Our Heavenly Father, we pray for your peace and comfort today. I ask that as we remember Donna’s life, we might find comfort in seeing the fullness and joy that she experienced. But I pray too that the pain of loss might be tempered by the hope and promise of the resurrection. Grant this family your help and comfort today, we pray in Jesus’ name. Amen.
 Donna Traser was someone who didn’t know how to sit still very well. She and John believed that they should work hard each and every day. During their working years, they would be up and going by 5 AM and often wouldn’t quit until midnight. They both worked multiple jobs and always had multiple “irons in the fire.” They believed that you should work hard for the things you wanted—a drive they passed on to their children.
 Even after John and Donna retired, they didn’t sit still.

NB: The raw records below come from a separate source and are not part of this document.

PR #338, opened 2015-11-04
Add CheckHttpMethod Authorizer

leleuj:


pac4j-core/src/main/java/org/pac4j/core/authorization/authorizer/CheckHttpMethodAuthorizer.java
```diff
@@ -0,0 +1,88 @@
...
+
+    public CheckHttpMethodAuthorizer(final List<HTTP_METHOD> methods) {
+        setMethods(methods);
+    }
+
+    public CheckHttpMethodAuthorizer(final Set<HTTP_METHOD> methods) {
+        this.methods = methods;
+    }
+
+    /**
```
mmoayyed: Use @Override instead. Make this block unnecessary.

mmoayyed:
:+1:

pac4j-core/src/main/java/org/pac4j/core/authorization/authorizer/CheckHttpMethodAuthorizer.java
leleuj: Good catch. Updated and other authorizers as well.

PR #347, opened 2015-11-07
InitializableWebObject

leleuj:


leleuj:
Will merge unless there is a concern

PR #349, opened 2015-11-09
Replace the contextualCallbackUrl by a specific resolver

leleuj:


leleuj:
Will merge tomorrow unless there is a concern

PR #350, opened 2015-11-09
Matcher to replace excludePath

leleuj:


leleuj:
Will merge tomorrow unless there is a concern

PR #351, opened 2015-11-10
New feature: Database configuration of SAML clients

jkacer:
Added a new Maven module with SAML clients able to be initialized from a relational database.
There is quite a lot of duplicate code between PAC4J-SAML and PAC4J-SAML-DB, further changes are assumed that should remove most duplicates.


jkacer:
Hello, here is the pull request that I promised during our discussion at https://groups.google.com/forum/#!topic/pac4j-users/aEVSx5FboKI

I don't expect that you will merge it right away; as I said before, there is a certain amount of duplicate code. Removing it would mean slightly refactoring the existing code and I wasn't sure I was allowed to do that. But this can done as a next step.

Originally I had this prepared for 1.7.1 but I have rewritten it against the current master.

leleuj:
Thank you very much. I don't think we can merge this right now as there is indeed too much duplicated code, but it's a good starting point. I will review.
I think we can target an integration for version 1.8.2 or 1.9.0 (next version planned in a few days is 1.8.1)

jkacer:
Sure, thank you for having a look.

In the meantime, I realized the CI build failed due to incorrect JavaDoc. I'll fix that. It was aimed at 1.7 and I forgot to update it for 1.8.

jkacer:
Fixed :-)

leleuj:
I would have prefered `pac4j-saml-config-db` for the name of the module.

pac4j-saml-db/pom.xml
```diff
@@ -0,0 +1,124 @@
+<?xml version="1.0" encoding="UTF-8"?>
```
leleuj: Think of adding the license headers...

pac4j-saml-db/src/main/java/org/pac4j/saml/dbclient/DbLoadedSamlClient.java
```diff
@@ -0,0 +1,369 @@
...
+import org.pac4j.saml.transport.Pac4jSAMLResponse;
+import org.pac4j.saml.util.Configuration;
+import org.w3c.dom.Element;
+
+import net.shibboleth.utilities.java.support.component.ComponentInitializationException;
+import net.shibboleth.utilities.java.support.resolver.ResolverException;
+
+
+/**
+ * An alternative to {@link SAML2Client}. It accepts {@link DbLoadedSamlClientConfiguration} instead of {@link SAML2ClientConfiguration}.
```
leleuj: The configuration is loaded once, being static or in your support, from the database.

So I guess we should only have one client: `SAML2Client` and two configurations: one being static and one from database.

pac4j-saml-db/src/main/java/org/pac4j/saml/dbclient/DbLoadedSamlClientConfiguration.java
```diff
@@ -0,0 +1,211 @@
...
+ * <li>IdP metadata - contained as a string, not a path to a resource</li>
+ * <li>SP metadata - dropped completely</li>
+ * <li>Client name - added</li>
+ * </ul>
+ *
+ * TODO: It would be nice to have a common interface and maybe a common abstract parent too.
+ * 
+ * @author jkacer
+ */
+public class DbLoadedSamlClientConfiguration implements Cloneable {
```
leleuj: You should have a `SAML2DatabaseConfiguration` inheriting from `SAML2Configuration` and this latter should become an `InitializableWebObject`.
In the regular `SAML2Configuration`, the `init(context)` should do nothing while in the `SAML2DatabaseConfiguration`, the `init(context)` method should load data from database.
This `init(context)` method should be of course called itself from the `init(context)` method of the `SAML2Client`.

pac4j-saml-db/src/main/java/org/pac4j/saml/dbclient/DbLoadedSamlClients.java
```diff
@@ -0,0 +1,198 @@
...
+ * called to find the right client according to the input context or type. The {@link #findAllClients(WebContext)} method returns all the
+ * clients.
+ * </p>
+ *
+ * TODO: We could have a common class (maybe abstract) that would contain common code of this class and {@link Clients}. Most code is
+ * duplicated. {@link Clients} cannot be extended because it is final.
+ * 
+ * @author jkacer
+ */
+public class DbLoadedSamlClients extends InitializableWebObject {
```
leleuj: We can keep this one: loading data from database should saty "hidden" in the `SAML2Client`.

pac4j-saml-db/src/main/java/org/pac4j/saml/dbclient/dao/api/SamlClientDao.java
```diff
@@ -0,0 +1,22 @@
...
+import java.util.List;
+
+import org.pac4j.saml.dbclient.DbLoadedSamlClientConfiguration;
+
+
+/**
+ * DAO to manipulate SAML Client Configurations stored in a data source.
+ * 
+ * @author jkacer
+ */
```
leleuj: Add a `@since` targeting the version 1.9.0.

pac4j-saml-db/src/main/java/org/pac4j/saml/dbclient/dao/api/SamlClientDao.java
```diff
@@ -0,0 +1,22 @@
+package org.pac4j.saml.dbclient.dao.api;
```
leleuj: Add license.

pac4j-saml-db/src/main/java/org/pac4j/saml/dbclient/dao/api/SamlClientDao.java
```diff
@@ -0,0 +1,22 @@
...
+ * @author jkacer
+ */
+public interface SamlClientDao {
+
+	/**
+	 * Loads all existing SAML Client Configurations.
+	 * 
+	 * @return A list of configurations.
+	 */
+	public List<DbLoadedSamlClientConfiguration> loadAllClients();
```
leleuj: While it's better to load all clients at the same time, I'd prefer to load each client's configuration separately to embed this logic inside the SAML database configuration component.
You could even keep this "load all" logic, cache the result and just provide configuration one by one for each `SAML2Client`.

pac4j-saml-db/src/main/java/org/pac4j/saml/dbcrypto/KeyStoreCredentialProvider2.java
```diff
@@ -0,0 +1,156 @@
...
+
+/**
+ * Alternative to {@link KeyStoreCredentialProvider}. Unlike {@link KeyStoreCredentialProvider}, it does not take a path to the keystore but the keystore binary content.
+ *
+ * TODO: We cannot extend {@link KeyStoreCredentialProvider} because it needs a path in the constructor. It would be good to have
+ * a common ancestor to reuse some code. Most methods are just copied - duplicate code.
+ * 
+ * @author jkacer
+ */
+public class KeyStoreCredentialProvider2 implements CredentialProvider {
```
leleuj: We need a better name: `KeyStoreDatabaseCredentialProvider while the old one could be renamed as `KeyStoreFileCredentialProvider` and both should certainly share some code with a common ancestor.

pac4j-saml-db/src/main/java/org/pac4j/saml/dbmetadata/SAML2IdentityProviderMetadataResolver2.java
```diff
@@ -0,0 +1,144 @@
...
+
+/**
+ * Alternative to {@link SAML2IdentityProviderMetadataResolver} that doesn't take a path to a metadata file but directly metadata content.
+ *
+ * TODO: We cannot extend {@link SAML2IdentityProviderMetadataResolver} because it needs a path in the constructor. It would be good to have
+ * a common ancestor to reuse some code.
+ * 
+ * @author jkacer
+ */
+public class SAML2IdentityProviderMetadataResolver2 implements SAML2MetadataResolver {
```
leleuj: Same comments as for the `KeyStoreCredentialProvider`.

pac4j-saml-db/src/test/java/org/pac4j/saml/dbclient/DbLoadedSamlClientIT.java
```diff
@@ -0,0 +1,189 @@
...
+import com.gargoylesoftware.htmlunit.html.HtmlSubmitInput;
+import com.gargoylesoftware.htmlunit.html.HtmlTextInput;
+
+
+/**
+ * Base for integration tests of {@link DbLoadedSamlClient}. Most code is taken from {@link SAML2ClientIT} and little adapted.
+ * 
+ * @author jkacer
+ */
+public abstract class DbLoadedSamlClientIT extends ClientIT implements TestsConstants {
```
leleuj: Great to have IT and unit tests.

leleuj:
Many thanks for this big work.

I've made many comments and indeed, many things need to be changed, though I think the biggest and thoughest part of the logic is here: we are close to have something that fits well in pac4j.

Just let us know when you'll update the pull request.

jkacer:
Hi Jerome, thanks for the review and feedback.
I'll go through it next week, I think. I cannot do this at work anymore (because we already have something working), so I'll do it at home -> slow progress.
I'll put my answers to your comments individually when I process them.

leleuj:
No problem. Do as you can, but open source should always be encouraged even at work -> virtuous circle (the more people contribute, the more people use contributions and save time for contributing themselves)

pac4j-saml-db/pom.xml
jkacer: Done

pac4j-saml-db/src/main/java/org/pac4j/saml/dbclient/dao/api/SamlClientDao.java
jkacer: Done.

pac4j-saml-db/src/main/java/org/pac4j/saml/dbclient/dao/api/SamlClientDao.java
jkacer: Done. I have added a method to load a single client's configuration.

As for caching, I prefer not to have it in the base DAO implementation, so I created a very simple caching implementation of the DAO, which uses an underlying "real" DAO and only adds some trivial caching. Please see class CachingSamlClientDaoImpl.

pac4j-saml-db/src/main/java/org/pac4j/saml/dbclient/dao/api/SamlClientDao.java
jkacer: Done.

pac4j-saml-db/src/main/java/org/pac4j/saml/dbclient/DbLoadedSamlClient.java
jkacer: Yes, this was my initial idea but I had to introduce the extra client because of the constructor parameter typed to the existing configuration. I think we can get rid of the extra client after making those changes of the Configuration object you propose.

pac4j-saml-db/src/main/java/org/pac4j/saml/dbclient/DbLoadedSamlClientConfiguration.java
jkacer: I'm working on it right now and I've just encountered a little issue. When loading the configuration in init(context), we must already know the name for which we are loading the data - the names are not known in advance, unlike in case of static configuration. This means all names must be somehow read in advance and a particular name must be given to the configuration object. We can read all names using the DAO, no problem here. Is this how you meant it?

leleuj: I think the init method in the configuration object (called by the
init(context) of the client) should certainly take the client name as
input...

2015-11-16 14:28 GMT+01:00 Jaroslav KAČER <notifications@github.com>:

jkacer: Ah, thanks! I completely forgot I could use the web context for that.

leleuj:
@jkacer : a need for common configuration capabilities has arisen when working on pac4j integration in CAS and Knox (security gateway for Haddop) and it has lead me to: https://github.com/pac4j/pac4j/issues/357

This means that there will be a new `pac4j-config` module which gathers all the stuffs related to pac4j configuration outside the default basic configuration so your database configuration should definitely go into this new module. I let you update the PR when mine will be merged.

Thanks

jkacer:
@leleuj Thanks for the info. I will make my changes first and then move it into the new module, when it is in master.

pac4j-saml-db/src/main/java/org/pac4j/saml/dbclient/DbLoadedSamlClientConfiguration.java
jkacer: Done. I have introduced an abstract parent for both SAML configurations, both the classic one and the database-loaded one extend the abstract parent. This allowed me to get rid of DbLoadedSamlClient completely - hurray.
The configuration is initialized in iternalInit(), as you suggested. But there is one little detail about it to be noted: In the Clients class (in DbLoadedSamlClients now), we must fetch at least all existing client names - we must programatically create the clients and their (empty) configurations and add them to the list. So touching the DB is not completely deferred until configuration initialization. Without this, Clients.findClient(name) would not work because it would not simply know about a specific client at all.
Can you please have a look?

pac4j-saml-db/src/main/java/org/pac4j/saml/dbclient/DbLoadedSamlClient.java
jkacer: Done too, see the comments below...

pac4j-saml-db/src/main/java/org/pac4j/saml/dbclient/DbLoadedSamlClientConfiguration.java
leleuj: In the findClient(context, name), the first call in the method is to fire
the initialization: init(context) which calls internalInit(context) so
there should be no issue, right?

2015-11-18 13:12 GMT+01:00 Jaroslav KAČER <notifications@github.com>:

jkacer: Yes, exactly, that's why left the loading of client names from DB in internalInit(). Like this, findClient() will match the required name with an already-known client name and everything will be OK.

I just wanted to point out that the DB initialization code is not 100% placed in the configuration class itself but a small part of it is also in the clients class.

I'm just working on it deeper, as per another comment of yours...

pac4j-saml-db/src/main/java/org/pac4j/saml/dbclient/DbLoadedSamlClients.java
jkacer: Done, although not exactly as you wished. I removed all duplicate code but kept the new class. It extends the existing Clients class, so it has all its capabilities. It only overrides the internalInit() method + a few setters. So I believe the new class can be used anywhere where the old one is used now, bringing the option to load SAML clients in addition to defining clients statically.

If you really do not like this approach, then I would suggest to add something like "Dynamic Client Contributors" to the Clients class. It would have a list of contributors, where each would be allowed to add some clients to the list of managed clients. The addition would happen in internalInit(), similarly to the current implementation in DbLoadedSamlClients.

pac4j-saml-db/src/main/java/org/pac4j/saml/dbcrypto/KeyStoreCredentialProvider2.java
jkacer: Done. So we have a base class (KeyStoreCredentialProvider) and two specialized sub-classes (KeyStoreFileCredentialProvider and KeyStoreByteArrayCredentialProvider). The two sub-classes only redefine the constructor, otherwise all code is inherited from the base class.

leleuj:
@jkacer : I finally changed my mind, I think both components have very different goals and different dependencies, so I think it should to keep different modules. Unless you think otherwise...

pac4j-saml-config-db/src/main/java/org/pac4j/saml/dbclient/DbLoadedSamlClients.java
```diff
@@ -0,0 +1,197 @@
...
+
+
+	/**
+	 * Initializes all clients by loading them from the database.
+	 * 
+	 * @see org.pac4j.core.util.InitializableWebObject#internalInit(org.pac4j.core.context.WebContext)
+	 */
+	@Override
+	protected void internalInit(final WebContext context) {
+        // Remove all clients first if re-initialized
```
leleuj: I definitely think we should get rid of this class. The initialization of the clients from database should not happen in this class.

Let me be more specific:

- The `internalInit` method of `Clients` is called every time you try to find a client: it only computes the callback url of the client from the callback url of the `Clients`
- Every time you call a method of the client: `redirect`, `getCredentials` or `getUserProfile`,  the `internalInit` method of the client is called: this is where the initialization of the configuration from DB should happen.

The flow I see:
In the `SAML2Client`, the `internalInit(context)` would call `init(clientName, context)` from the `AbstractSAML2Configuration`. So maybe I misleaded you, but the `AbstractSAML2Configuration` should not be a `InitializableWebObject`, it should have a `init(String clientName, WebContext context)` method.
The default `SAML2Configuration` should have an empty `init` method while the `DatabaseSAML2Configuration` should use the DTO to load the configuration associated with the client defined by the `clientName` parameter.

Does it make sense?

pac4j-saml-db/src/main/java/org/pac4j/saml/dbmetadata/SAML2IdentityProviderMetadataResolver2.java
jkacer: Done. I added an abstract class (AbstractSAML2IdentityProviderMetadataResolver) and the two implementations now extend it, overriding/implementing only a few different methods. Impls: PathBasedSAML2IdentityProviderMetadataResolver and StringBasedSAML2IdentityProviderMetadataResolver.

Sorry for slow progress, I have had very little time to work on PAC4J recently.

I'll continue with those changes in Clients (discussion below) and with merging changes from PAC4J/master, I see some code conflicts now.

pac4j-saml-config-db/src/main/java/org/pac4j/saml/dbclient/DbLoadedSamlClients.java
jkacer: @leleuj Thank you for the detailed explanation; I'll try to follow it and rework the code.

jkacer: @leleuj Sorry, but I have another question / comment.
The part about the configuration is clear, I have already done that.

However, a problem arises when I move to Clients and SAML2Client. What you wrote above would, in my opinion, work well if at the beginning we had the Clients object initialized with a list of SAML2Client-s and their not-yet-loaded DatabaseSAML2Configurations. Then, it would work as you suggest:
- Clients.findClient(name) - finds it OK by a known static name
- Clients.internalInit() - nothing important here
- SAML2Client.internalInit() - We try to initialize the configuration here, using a known name, and call DatabaseSAML2Configuration.init(clientName, context)
- Loaded OK --> everything OK

But it does not work if you have an unknown set of client definitions in the database and you don't know in advance:
- how many of them you have,
- what their names are.
You cannot create a new SAML2Client and its configuration in existing Clients because this class knows nothing about SAML clients etc. This means you will never find the client because Clients.findClient() iterates over a known list of clients. But you don't have the client in the list - Clients do not have this information because they don't know anything about SAML / SAML in DB.

That is why I first created the database-specific version of Clients. I agree with you that this is not nice and it should go away. That's why I proposed the dynamic "additional client contributor", which would tell Clients that there are additional clients that should be taken into account (and loaded later as you suggest).

Or was your intention to have the DB clients defined statically (as I described above, e.g. in Spring or simply Java) and just have all properties loaded dynamically?

Or maybe I haven't fully understood it yet?

jkacer: Hi Jerome, I have finally kicked out the DbLoadedSamlClients class in commit 9014980. There should be no duplicate code anymore. What exactly I did:
- Modified the configuration as you suggested: init(name, context), loading properties from DB here, no longer an InitializableWebObject.
- DbLoadedSamlClients is gone --> no duplicate code anymore.
- In order to let Clients know about some clients configured in the database, I introduced interface AdditionalClientContributor and an implementation that scans available SAML clients defined in the database (just names, no details) and contributes them to Clients.
- The rest then works as you described: Clients finds a client (either static or dynamic) and the chosen client then initializes its configuration inside internalInit().

I could not find an easier way how to accomplish what I want to do.
Please review and share your comments. Thank you!

leleuj: @jkacer :

First of all, thanks for your patience and tenacity on this.

Ahhh! I think I get it. I had in mind that the configuration could be
loaded from database for a SAML2Client: this is our first use case. For
that, we can keep the Clients object and have two configuration objects.

But what you also propose is another use case where the clients are not
known by default, they would be loaded from the database for example: am
getting it right?

I don't think it really makes sense to mix clients which are pre-defined
and others which are loaded from database.

I would keep the Clients class and change reference to this.clients by
getClients(). Then, I would create a new DatabaseSAML2Clients inherited
from Clients and overriding the getClients() method by a call to the
database to get all SAML2 clients. I would not create a new
concept: AdditionalClientContributor right now, but I may be mistaken.

What do you think?


2015-11-25 18:04 GMT+01:00 Jaroslav KAČER <notifications@github.com>:

leleuj:
@jkacer :

First of all, thanks for your patience and tenacity on this.

Ahhh! I think I get it. I had in mind that the configuration could be loaded from database for a SAML2Client: this is our first use case. For that, we can keep the Clients object and have two configuration objects.

But what you also propose is another use case where the clients are not known by default, they would be loaded from the database for example: am getting it right?

I don't think it really makes sense to mix clients which are pre-defined and others which are loaded from database.

I would keep the Clients class and change reference to this.clients by getClients(). Then, I would create a new DatabaseSAML2Clients inherited from Clients and overriding the getClients() method by a call to the database to get all SAML2 clients. I would not create a new concept: AdditionalClientContributor right now, but I may be mistaken.

What do you think?

pac4j-saml-config-db/src/main/java/org/pac4j/saml/dbclient/DbLoadedSamlClients.java
jkacer: @leleuj Hi! Yes, now I see the two different perspectives: You assumed that (a) client(s) will be defined statically with a reference to a configuration that can load itself dynamically, while I assumed that you will know nothing at the beginning at the clients will be discovered at run-time. Now we are on the same frequency :-)

What you propose makes sense to me. So I will:
- Revert Clients back and enhance little to allow subclassing etc.
- Remove the Contributor interface + implementation.
- Re-introduce the new SAML Clients class that handles the discovery of SAML clients from the database.

And then we should have both cases covered, I believe.

I will most likely deliver it next Monday/Tuesday, depending on how much free time I have.

mmoayyed:
We'll need to pull this into a branch so that we can locally work on it. As such, it's slightly difficult to connect all the pieces.

pac4j-saml-config-db/src/main/java/org/pac4j/saml/dbclient/DbLoadedSamlClients.java
jkacer: Hi! It should be done now. The AdditionalClientContributor is gone, there is a new specialized clients class that subclasses Clients, overrides getClients(); there is one additional internal method.

jkacer:
@mmoayyed Hi, currently this PR goes against master but if you wish, I can create another one against a branch in PAC4J.

leleuj:
@mmoayyed : a branch would make sense if we want to work on it and not only @jkacer: is it what you have in mind? My feeling, as I reviewed several times this PR, is that we have reached a good state where we can make "final" comments and ask for the latest improvments...

mmoayyed:
Yes that is what I was thinking. I havent reviewed the code completely, but it seems like it's in a good enough shape now that we can take over and organize it internally. We might then be able to merge the feature in faster, but if @jkacer is happy with the current process, we can continue :)

jkacer:
@mmoayyed 
@leleuj 
If you still have some remarks, please tell me and I can incorporate them into the PR, otherwise feel free to merge it in. Or do you need a PR into another branch? If you do, then please fork master and tell me the branch name. I would slightly prefer if you merged in now because I cannot guarantee I will always have enough time to work on - I may have some delays, like last week.

mmoayyed:
I'll try to review the PR next week, but if you are ok with the current process we can continue on the same PR here. One thing I would ask, and you may have done this already, is that we need integration tests to pull metadata from an actual db like HSQL. This will fully confirm the changes in the long run. I'll have other comments likely when I start to review the pull. 

Could I also ask you to provide a short snippet of how the API is supposed to be used by a developer?

pac4j-core/src/main/java/org/pac4j/core/client/Clients.java
```diff
@@ -40,18 +39,19 @@
...
-public final class Clients extends InitializableObject {
-
-    private static final Logger logger = LoggerFactory.getLogger(Clients.class);
+public class Clients extends InitializableObject {
 
     public final static String DEFAULT_CLIENT_NAME_PARAMETER = "client_name";
 
     private String clientNameParameter = DEFAULT_CLIENT_NAME_PARAMETER;
 
+    /** Clients known in advance - set by the constructor or setter. */
```
leleuj: This comment should be cleaned.

pac4j-core/src/main/java/org/pac4j/core/client/Clients.java
```diff
@@ -40,18 +39,19 @@
...
     private List<Client> clients;
-
+    
     private String callbackUrl = null;
 
+    // ------------------------------------------------------------------------------------------------------------------------------------
```
leleuj: This as well.

pac4j-core/src/main/java/org/pac4j/core/client/Clients.java
```diff
@@ -82,34 +82,47 @@ public Clients(final Client client) {
...
     @Override
     protected void internalInit() {
-        CommonHelper.assertNotNull("clients", this.clients);
         final HashSet<String> names = new HashSet<>();
-        for (final Client client : this.clients) {
-            final String name = client.getName();
-            if (names.contains(name)) {
-                throw new TechnicalException("Duplicate name in clients: " + name);
+
+        final List<Client> loadedClients = loadClientsInternal();
```
leleuj: I don't think the `loadClientsInternal ` method should exist. Use `getClients`.

pac4j-core/src/main/java/org/pac4j/core/client/Clients.java
```diff
@@ -170,8 +181,7 @@ public Client findClient(final String name) {
      * @return all the clients
      */
     public List<Client> findAllClients() {
-        init();
-        return this.clients;
+        return getClients();
```
leleuj: Not exactly. `find`means that the initialization should happen before.

pac4j-core/src/main/java/org/pac4j/core/client/Clients.java
```diff
@@ -207,9 +217,19 @@ public void setClients(final List<Client> clients) {
...
-
+    
+    /**
+     * Returns initialized clients.
+     * 
+     * @return A list of clients ready to be used.
+     */
     public List<Client> getClients() {
-        return clients;
+    	init();
```
leleuj: While `get` has no initialization.

pac4j-core/src/main/java/org/pac4j/core/client/Clients.java
```diff
@@ -217,4 +237,20 @@ public String toString() {
...
+	/**
+	 * An internal method that loads client definitions, if needed. The loaded clients should be returned as the result of this method and
+	 * also set into an internal variable that is later returned by {@link #getClients()}. These two methods should always be consistent
+	 * with each other.
+	 * 
+	 * @return A list of clients ready to be used.
+	 * 
+	 * @see #getClients()
+	 */
+    protected List<Client> loadClientsInternal() {
```
leleuj: To be removed.

pac4j-core/src/main/java/org/pac4j/core/client/Clients.java
```diff
@@ -207,9 +217,19 @@ public void setClients(final List<Client> clients) {
...
+    
+    /**
+     * Returns initialized clients.
+     * 
+     * @return A list of clients ready to be used.
+     */
     public List<Client> getClients() {
-        return clients;
+    	init();
+    	if (this.clients == null) {
```
leleuj: What's the benefit of this test? Versus the original `CommonHelper.assertNotNull("clients", this.clients);`...

pac4j-saml-config-db/src/main/java/org/pac4j/saml/dbclient/DatabaseSAML2ClientConfiguration.java
```diff
@@ -0,0 +1,225 @@
...
+    /**
+	 * The constructor. Use setters to initialize properties.
+	 * 
+	 * @param dao
+	 *            DAO loading client configuration from DB.
+	 */
+    public DatabaseSAML2ClientConfiguration(final SamlClientDao dao) {
+    	super();
+    	if (dao == null) {
+    		throw new IllegalArgumentException("DAO must not be null.");
```
leleuj: Lets' throw `TechnicalException` to keep the pac4j spirit...

pac4j-saml-config-db/src/main/java/org/pac4j/saml/dbclient/DatabaseSAML2ClientConfiguration.java
```diff
@@ -0,0 +1,225 @@
...
+	public String getIdentityProviderMetadata() {
+		return identityProviderMetadata;
+	}
+
+	public void setIdentityProviderMetadata(String identityProviderMetadata) {
+		this.identityProviderMetadata = identityProviderMetadata;
+	}
+
+	
+	/* (non-Javadoc)
```
leleuj: What's the use of this? Why not `@Override` alone?

pac4j-saml-config-db/src/main/java/org/pac4j/saml/dbclient/DatabaseSAML2Clients.java
```diff
@@ -0,0 +1,111 @@
...
+	}
+
+	
+	
+	/* (non-Javadoc)
+	 * @see org.pac4j.core.client.Clients#getClients()
+	 */
+	@Override
+	public List<Client> getClients() {
+		init();
```
leleuj: No `init()` in `getClients()`

pac4j-saml-config-db/src/main/java/org/pac4j/saml/dbclient/dao/impl/SpringJdbcTemplateSamlClientDaoImpl.java
```diff
@@ -0,0 +1,302 @@
...
+	 *            box. No need for OracleLobHandler.
+	 * @param tableName
+	 *            Name of the table containing configuration records.
+	 * @param environment
+	 *            Environment name; to distinguish records for different environments in a single table.
+	 */
+	public SpringJdbcTemplateSamlClientDaoImpl(final DataSource dataSource, final LobHandler lobHandler, final String tableName, final String environment) {
+		super();
+		
+		if (dataSource == null) {
```
leleuj: Use `Common.assertNotNull`

pac4j-saml/src/main/java/org/pac4j/saml/client/SAML2Client.java
```diff
@@ -212,9 +225,14 @@ protected ChainingMetadataResolver initChainingMetadataResolver(final MetadataRe
         }
         return metadataManager;
     }
+
     @Override
     protected BaseClient<SAML2Credentials, SAML2Profile> newClient() {
-        return new SAML2Client(this.configuration.clone());
+        try {
+			return new SAML2Client(this.configuration.clone());
```
leleuj: Why is the `configuration` clones here?

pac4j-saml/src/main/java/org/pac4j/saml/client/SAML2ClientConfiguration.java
PR #358, opened 2015-11-18
Add pac4j-config module and ConfigPropertiesFactory

leleuj:


leleuj:
Will merge unless there is a concern...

True, they’d have cocktails and play cards in the garage, but they’d also go for a drive, line dance, or play golf. I would often see them out at the golf course playing together. One particular memory I had was the day Donna got a hole-in-one! They stopped to tell me about it. As I remember the story, she hit the ball and they couldn’t find it for quite some time. They ended up finding it in the bottom of the cup—on the wrong green! Nevertheless, I’m told they saved and displayed that ball in their home.
 Donna was immensely competitive. If she was going to do something, she wanted to be the best at it. Fortunately, John didn’t have that same kind of competitive edge, so it rarely became an issue. She wanted to win at cards, she wanted to catch the first/biggest/most fish, find the first or most mushrooms, or finish the puzzles in the Peoria Journal first. She figured if something was worth doing, it was worth winning!
 She and John loved taking vacations with the kids when they were younger. They would often camp in a travel trailer, and many memories were formed on those trips. When they retired, she and John loved their time in Florida. They always kept busy and had a group of friends there. They were determined to keep going, even when they really shouldn’t have been driving. Thankfully, Shane drove them, making sure they were still able to go…but safely.
 Donna was a great cook. She grew up in a farm family, so she would always cook full meals. The things she made weren’t always healthy, but they were delicious! Most every night of the week, she’d have a full spread for dinner, including dessert!
 When her memory prevented her from being able to cook anymore, John learned to make due with the air fryer and microwave. He’d never had to learn how to cook because Donna had always taken such good care of him.
 Donna also loved music and dancing. She loved to sing in church. John didn’t sing, but would hum along (though I’m told sometimes it was off-key). She loved to dance. John wasn’t much of a dancer, but got better through the years so he could dance with his wife. Donna took up line-dancing after her retirement, and loved it so much she even started teaching it when she was in Florida.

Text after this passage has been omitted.